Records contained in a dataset
PR #115, opened 2025-10-02
chore: remove boilerplate when loading projects and environments

rikonor:


crates/icp/src/manifest/mod.rs
raymondk, line 88: is "ProjectManifestLocator" a more appropriate name?

PR #124, opened 2025-10-09
chore: Add license and audit checks

raymondk:


crates/schema-gen/Cargo.toml
```diff
@@ -1,7 +1,8 @@
 [package]
 name = "schema-gen"
 version = "0.1.0"
-edition = "2021"
+edition = "2024"
+license = "Apache-2.0"
```
ilbertt: Why not inherit this parameters from the root?

```suggestion
edition.workspace = true
license.workspace = true
```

## Instructions for the task
Would you repeat each of the lines above exactly?

## Response to the task
PR #115, opened 2025-10-02
chore: remove boilerplate when loading projects and environments

rikonor:


crates/icp/src/manifest/mod.rs
raymondk, line 88: is "ProjectManifestLocator" a more appropriate name?

PR #124, opened 2025-10-09
chore: Add license and audit checks

raymondk:


crates/schema-gen/Cargo.toml
```diff
@@ -1,7 +1,8 @@
 [package]
 name = "schema-gen"
 version = "0.1.0"
-edition = "2021"
+edition = "2024"
+license = "Apache-2.0"
```
ilbertt: Why not inherit this parameters from the root?

```suggestion
edition.workspace = true
license.workspace = true
```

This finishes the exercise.